### [What you are asked to do]
Take the data below and extract the lines from the one with "-339,6 +339,9 @@" to the one with "This is also", inclusive, exactly as written.

### [Input data]
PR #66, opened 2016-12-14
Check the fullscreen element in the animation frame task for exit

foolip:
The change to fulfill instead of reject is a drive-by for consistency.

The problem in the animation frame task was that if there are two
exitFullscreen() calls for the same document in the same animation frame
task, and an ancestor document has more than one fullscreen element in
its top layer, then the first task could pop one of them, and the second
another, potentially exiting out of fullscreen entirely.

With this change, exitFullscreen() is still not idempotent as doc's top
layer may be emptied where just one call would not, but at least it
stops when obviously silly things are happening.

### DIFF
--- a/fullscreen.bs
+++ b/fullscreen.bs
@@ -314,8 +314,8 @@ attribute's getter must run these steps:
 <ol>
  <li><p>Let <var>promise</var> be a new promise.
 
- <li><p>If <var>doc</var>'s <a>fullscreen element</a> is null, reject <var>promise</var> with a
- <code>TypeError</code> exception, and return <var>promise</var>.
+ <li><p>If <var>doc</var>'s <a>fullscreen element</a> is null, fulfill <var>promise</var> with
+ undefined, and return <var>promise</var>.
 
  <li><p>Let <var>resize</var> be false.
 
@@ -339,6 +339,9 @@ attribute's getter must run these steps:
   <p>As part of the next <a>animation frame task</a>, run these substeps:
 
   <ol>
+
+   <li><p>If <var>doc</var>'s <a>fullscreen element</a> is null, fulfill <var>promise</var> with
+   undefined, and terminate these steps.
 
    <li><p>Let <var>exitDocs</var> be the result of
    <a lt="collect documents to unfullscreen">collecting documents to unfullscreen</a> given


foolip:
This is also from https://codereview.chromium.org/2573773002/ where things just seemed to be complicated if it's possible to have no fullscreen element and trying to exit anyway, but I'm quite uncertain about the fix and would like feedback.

--

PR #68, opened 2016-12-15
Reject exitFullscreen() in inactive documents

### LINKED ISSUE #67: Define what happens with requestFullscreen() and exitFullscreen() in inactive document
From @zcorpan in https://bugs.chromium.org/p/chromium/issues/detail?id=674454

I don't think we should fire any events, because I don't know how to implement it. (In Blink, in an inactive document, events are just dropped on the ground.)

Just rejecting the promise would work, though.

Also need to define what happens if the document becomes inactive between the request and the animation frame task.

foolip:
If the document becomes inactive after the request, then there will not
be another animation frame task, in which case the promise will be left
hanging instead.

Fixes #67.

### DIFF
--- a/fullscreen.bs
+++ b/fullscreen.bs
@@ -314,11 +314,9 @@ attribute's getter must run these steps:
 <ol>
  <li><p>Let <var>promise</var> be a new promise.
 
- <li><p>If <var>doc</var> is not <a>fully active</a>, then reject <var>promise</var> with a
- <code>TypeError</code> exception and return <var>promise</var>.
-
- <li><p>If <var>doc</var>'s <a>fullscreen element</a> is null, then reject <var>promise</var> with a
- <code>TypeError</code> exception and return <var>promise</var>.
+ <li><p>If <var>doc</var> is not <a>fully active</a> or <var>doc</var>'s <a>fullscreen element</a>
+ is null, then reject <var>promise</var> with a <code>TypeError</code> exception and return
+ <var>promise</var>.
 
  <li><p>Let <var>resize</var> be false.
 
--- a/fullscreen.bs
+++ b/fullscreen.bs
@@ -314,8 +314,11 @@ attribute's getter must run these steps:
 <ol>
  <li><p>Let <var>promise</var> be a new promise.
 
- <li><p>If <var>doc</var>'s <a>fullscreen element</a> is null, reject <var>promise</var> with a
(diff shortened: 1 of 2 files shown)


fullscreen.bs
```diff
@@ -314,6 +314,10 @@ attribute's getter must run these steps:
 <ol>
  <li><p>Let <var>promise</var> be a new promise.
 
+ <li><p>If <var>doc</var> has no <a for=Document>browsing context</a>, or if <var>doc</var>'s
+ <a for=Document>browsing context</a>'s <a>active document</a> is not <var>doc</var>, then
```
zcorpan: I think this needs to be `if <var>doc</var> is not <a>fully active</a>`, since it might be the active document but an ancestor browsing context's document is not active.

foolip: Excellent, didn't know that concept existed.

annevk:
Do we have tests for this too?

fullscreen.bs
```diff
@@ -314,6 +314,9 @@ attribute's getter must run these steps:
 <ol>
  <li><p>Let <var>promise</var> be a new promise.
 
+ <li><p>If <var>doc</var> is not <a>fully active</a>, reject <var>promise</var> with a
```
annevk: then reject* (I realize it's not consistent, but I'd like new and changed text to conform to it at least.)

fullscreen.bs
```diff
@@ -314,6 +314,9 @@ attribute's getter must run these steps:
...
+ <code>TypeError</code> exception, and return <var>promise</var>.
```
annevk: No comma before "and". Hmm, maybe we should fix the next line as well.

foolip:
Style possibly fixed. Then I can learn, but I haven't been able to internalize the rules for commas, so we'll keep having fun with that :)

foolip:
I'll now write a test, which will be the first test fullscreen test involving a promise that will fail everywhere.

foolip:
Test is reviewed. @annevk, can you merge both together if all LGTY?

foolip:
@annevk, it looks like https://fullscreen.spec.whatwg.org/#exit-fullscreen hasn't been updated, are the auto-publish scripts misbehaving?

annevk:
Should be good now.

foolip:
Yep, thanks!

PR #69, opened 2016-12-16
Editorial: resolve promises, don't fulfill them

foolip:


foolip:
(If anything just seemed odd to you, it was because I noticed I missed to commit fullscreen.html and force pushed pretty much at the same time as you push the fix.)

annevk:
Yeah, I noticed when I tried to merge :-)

### [Expected answer]
@@ -339,6 +339,9 @@ attribute's getter must run these steps:
   <p>As part of the next <a>animation frame task</a>, run these substeps:
 
   <ol>
+
+   <li><p>If <var>doc</var>'s <a>fullscreen element</a> is null, fulfill <var>promise</var> with
+   undefined, and terminate these steps.
 
    <li><p>Let <var>exitDocs</var> be the result of
    <a lt="collect documents to unfullscreen">collecting documents to unfullscreen</a> given


foolip:
This is also from https://codereview.chromium.org/2573773002/ where things just seemed to be complicated if it's possible to have no fullscreen element and trying to exit anyway, but I'm quite uncertain about the fix and would like feedback.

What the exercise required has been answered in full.